Boris Johnson’s Brexit deal has cleared its first Commons hurdle with a thumping majority of 124, putting the UK on course to leave the EU on 31 January.
The withdrawal agreement bill stripped of powers for MPs to avert the risk of a no-deal Brexit at the end of 2020 and scrutinise the future EU trade deal was given its second reading.
It will now be given detailed scrutiny at its committee stage early in the New Year, but is not expected to be amended significantly before passing into law next month.
The result was not in doubt, after Mr Johnson won an 80-strong majority at last week’s election, but the size of the victory hinting at around 30 Labour abstentions or absentees.
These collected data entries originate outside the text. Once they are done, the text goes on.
PR #1233, opened 2024-07-21
Enable target_id filter on the job list API v2

syucream:
SSIA, and its helpful to dig reason why target has ongoing changes.

https://github.com/user-attachments/assets/ae2ba913-0473-4cc5-ac4f-ef811a895a65


apiclient/typescript-fetch/package.json
```diff
@@ -1,6 +1,6 @@
 {
   "name": "@dmm-com/airone-apiclient-typescript-fetch",
-  "version": "0.0.18",
+  "version": "0.0.19",
```
syucream, line 3: It needs library update 🙇

userlocalhost (approved):
Thank you very much for improving UX 👍

hinashi (approved):
LGTM!

PR #1235, opened 2024-07-26
Fix issue where re-added attribute's value appears in advanced search.

tsunoda-takahiro:
Resolve attribute display issue in advanced search after re-adding.


userlocalhost (approved):
LGTM 👍 Thank you for writing test to confirm fixing implementation would work expectedly.

hinashi (approved):
LGTM!

PR #1236, opened 2024-07-27
Add a testdata generator script to make development easily

syucream:
# Background

We sometimes implement/test logics with complicated data, for e.g. creating an entity/entry has all the type of attributes, via UI. But its usually painful.
And also we're performing a PoC https://github.com/dmm-com/pagoda/pull/1202 requires a lot of entries with complicated schema.

# Resolution

A testdata generator script makes Entity/EntityAttr/Entry/Attribute/AttributeValue with randomly generated payload.

## Easy to use

We just need to give num_of_entities, num_of_entries

```
# 2 entities, 10 entries on each entity
$ python tools/generate_testdata.py 2 10
Progress: entry creation 0/20
Progress: entry creation 1/20
...
Progress: entry creation 18/20
Progress: entry creation 19/20
Finished; generated test data timestamp: 20240728005654
```

Then you get generated testdata. NOTE it doesn't make ES index so we need to make it by ourselves if needed.

image
image

## Fast

Pagoda requires a lot of I/Os on creating a new entry that should be heavy. The script works in multi-threading so faster than just creating entries sequentially.

```
# A lot of entries ...
$ time python tools/generate_testdata.py 1 1000
...
Progress: entry creation 997/1000
Progress: entry creation 998/1000
Progress: entry creation 999/1000
Finished; generated test data timestamp: 20240728010916
python tools/generate_testdata.py 1 1000  90.57s user 14.77s system 112% cpu 1:33.94 total
```

## Randomly generated AttributeValues

It generates random values automatically, make testing complicated features, like advanced search, easy.

image

### DIFF
--- a/tools/generate_testdata.py
+++ b/tools/generate_testdata.py
@@ -1,0 +1,217 @@
+"""
+Test data generator, generates most of major model (roughly random) data in Pagoda, easily, fast.
+NOTE it doesn't make indexes for ES. Make it yourself if you need.
+
+How to use:
+$ python tools/generate_testdata.py [num_entities] [num_entries]
+- num_entities: The number of entities to generate.
+- num_entries: The number of entries to generate for each entity.
+"""
+
+import os
+import random
+import string
+import sys
+from concurrent.futures import Future, ThreadPoolExecutor
+from datetime import date, datetime, timezone
+from optparse import OptionParser
+
+import configurations
+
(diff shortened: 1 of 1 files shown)


userlocalhost (approved):
LGTM 👍

hinashi (approved):
LGTM!

PR #1237, opened 2024-07-28
Simplify attrv relations

syucream:
I guess some ManyToMany relations on Pagoda are redundant. How about simplifying it to 1:N relation? It makes relations simple, safe to keep that ( maintaining N->M, N<-M relations is so hard ) For now, I try to simplify parent - children AttributeValue relations.

NOTE it contains breaking changes on the DB schema and import export yaml format.


userlocalhost (approved):
How great it is!! I amazed that this PR doesn't require changing DB model and work it 👍

hinashi (approved):
LGTM!

PR #1238, opened 2024-07-30
Fixed title in login page

hinashi:
SSIA


userlocalhost (approved):
Thank you for fixing it 👍

PR #1575, opened 2025-12-20
style: adjust table cell widths for better layout

syucream:
It takes sufficient width (17% -> 30%) to show long entry names more readable. 17% is too short.


hinashi (approved):
LGTM!

PR #1579, opened 2025-12-28
Make useTypedParams safer

syucream:
Allow it to check if required parameters are served. `useParams` will return undefined values.


userlocalhost (approved):
Thank you very much for making a feature that react UI processing is more safer 👍

PR #1582, opened 2026-01-04
Improve frontend test coverage widely

syucream:
Current FE tests are still cheap (check if it throws). It improves the test coverage.


hinashi (approved):
LGTM!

The prime minister’s relaxed approach to the vote despite its seismic implications was underlined by him autographing copies of the bill for several Conservative MPs, in the chamber.
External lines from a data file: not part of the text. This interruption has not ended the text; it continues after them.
PR #1583, opened 2026-01-06
Changed the button has been disabled if it is not available

hinashi:
The advanced search's bulk update function requires target model IDs,
so it cannot be used if the search scope is not narrowed or if JOIN_ATTR is used.
Therefore, Changed the button has been disabled.

Fixed a bug in bulk updates when multiple models were selected.

### DIFF
--- a/frontend/src/components/entry/AdvancedSearchEditModal.tsx
+++ b/frontend/src/components/entry/AdvancedSearchEditModal.tsx
@@ -1,3 +1,4 @@
+import { AttributeData } from "@dmm-com/airone-apiclient-typescript-fetch";
 import { zodResolver } from "@hookform/resolvers/zod";
 import { Box, Button } from "@mui/material";
 import { useSnackbar } from "notistack";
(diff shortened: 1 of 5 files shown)


frontend/src/components/entry/AdvancedSearchEditModal.tsx
```diff
@@ -86,6 +87,31 @@ export const AdvancedSearchEditModal: FC<Props> = ({
           // Close this modal
           handleClose();
         });
+    };
+    // The aironeApiClient.bulkUpdateEntries would be called only one time in most cases.
+    // because it's rare that multiple Models are specified for advanced search page.
+    modelIds.forEach((modelId: number) => {
+      // In case multiple Models are specified, fetch the attribute schema for each Model
```
userlocalhost, line 94: Thank you very much for adding description of this special case 👍

userlocalhost (approved):
Thank you very much for doing this very important feature to increase usability 👍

Earlier, Mr Johnson urged MPs voters to ditch the labels ‘Leave’ and “Remain’, with the fight to keep the UK in the EU buried by his election landslide.
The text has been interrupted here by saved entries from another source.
PR #1584, opened 2026-01-08
Added allow empty option of UseTypedParams

hinashi:
There was an issue where the model creation page and trigger creation page could not be opened.


userlocalhost (approved):
Thank you very much for fixing degradation 👍

PR #1586, opened 2026-01-11
Switch rendered menu based on user permissions

syucream:
Current menus for a category, entity, entry will show disallowed operations. For e.g. it shows `edit` item even if a user doesn't have sufficient permissions.

It'll confuse so I fix the menu items based on a login user permission.


apiclient/typescript-fetch/package.json
```diff
@@ -1,6 +1,6 @@
 {
   "name": "@dmm-com/airone-apiclient-typescript-fetch",
-  "version": "0.19.0",
+  "version": "0.20.0",
```
syucream, line 3: requires publish

hinashi (approved):
LGTM!

PR #1590, opened 2026-01-16
Added feature to attach ID parameter at each exported items

userlocalhost:
Close: https://github.com/dmm-com/airone/issues/2404

This enables user to update item name by import processing.


hinashi (approved):
LGTM!

PR #1599, opened 2026-01-24
Prepare to upgrade elasticsearch to 8.x

syucream:
ES7 is no longer supported. ( ref. https://endoflife.date/elasticsearch ) And it will block upgrading Django.

ES language (python) client supports forward compatibility so we should upgrade ES server side first. This PR prepares for that.
https://github.com/elastic/elasticsearch-py?tab=readme-ov-file#compatibility


userlocalhost (approved):
Thank you very much for maintaining it 👍 It's a good work!

PR #1600, opened 2026-01-24
Enables plugins to validate if an entity follows expected schema

syucream:
https://github.com/dmm-com/pagoda/pull/1592 allows to customize entity-specialized pages with (probably) expected schemas. For e.g. A plugin shows rich views with fetching contents from `url` attribute. In this case, the plugin expects the entity has `url` attribute`. But actually the entity can breaks the structure.

Its an actual example schema; requires `hostname: string`. If an entity doesn't follow the schema, it shows the schema mismatch error page.

```javascript
const sampleAttrSchema = z.object({
  // Require "hostname" attribute with STRING type
  // This will fail for entities without this attribute
  hostname: z.object({
    type: z.literal(AttrType.STRING),
  }),
});
```


userlocalhost (approved):
Awesome!! Thank you very much for making a great feature 👍
And UI is very cool.
Image

hinashi (approved):
LGTM!

PR #1601, opened 2026-01-30
Fixed build failure when npm run link:client at the latest environment

userlocalhost:
Here is the execution result in my environment.
スクリーンショット 2026-01-30 17 12 46


hinashi (approved):
LGTM!

userlocalhost:
Sorry, I found a problem that updating and creating Model (and Item) processings would be failed even through server-side processings were passed correctly, like this.


https://github.com/user-attachments/assets/a6205676-75c8-430e-bbed-aecced885ad0

That is because current ambiguous statement makes apiclient-typefetch code that will return empty value that cause JSON parase error at frontend processing even through server processing was passed, as below.
```JavaScript
    async entityApiV2Update(requestParameters: EntityApiV2UpdateRequest, initOverrides?: RequestInit | runtime.InitOverrideFunction): Promise<EntityUpdate> {
        const response = await this.entityApiV2UpdateRaw(requestParameters, initOverrides);
        return await response.value();   // ← It's nonsense!
    }
```

PR #1723, opened 2026-05-23
fix: enable warn_unused_configs and extra_checks in mypy

syucream:
Both flags produce zero new errors on the current codebase:
- warn_unused_configs: detects dead [[tool.mypy.overrides]] sections, keeping the config honest as modules are added/removed.
- extra_checks: enables additional correctness checks (TypedDict item access, Final, stricter cast handling) that mypy leaves out of the default for backward compatibility.


userlocalhost (approved):
Thank you for utilizing mypy features more 👍

hinashi (approved):
LGTM!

“We come together as a new parliament to break the deadlock and finally to get Brexit done,” he told MPs.
The decision to leave the EU “must not be seen as a victory for one party over another, or one faction or another,” he argued, adding: “This is the time when we move on and discard the old labels of leave and remain.”
But Keir Starmer, Labour’s Brexit spokesman while acknowledging Brexit will now go ahead said that didn’t change the reality of the economic damage from the exit deal on the table.
“Whatever side we were on or no side at all the Leave-Remain argument goes with it,” he said.
“That doesn’t mean that the deal negotiated by the prime minister is a good deal. It isn’t.
“It was a bad deal in October when it was signed. It was a bad deal when it was first debated in this House in October. It was a bad deal last Thursday and it’s a bad deal today.”
Before the election, the bill was also given a second reading but was then pulled by Downing Street after MPs refused to agree an extraordinarily rapid timetable of just three days in committee.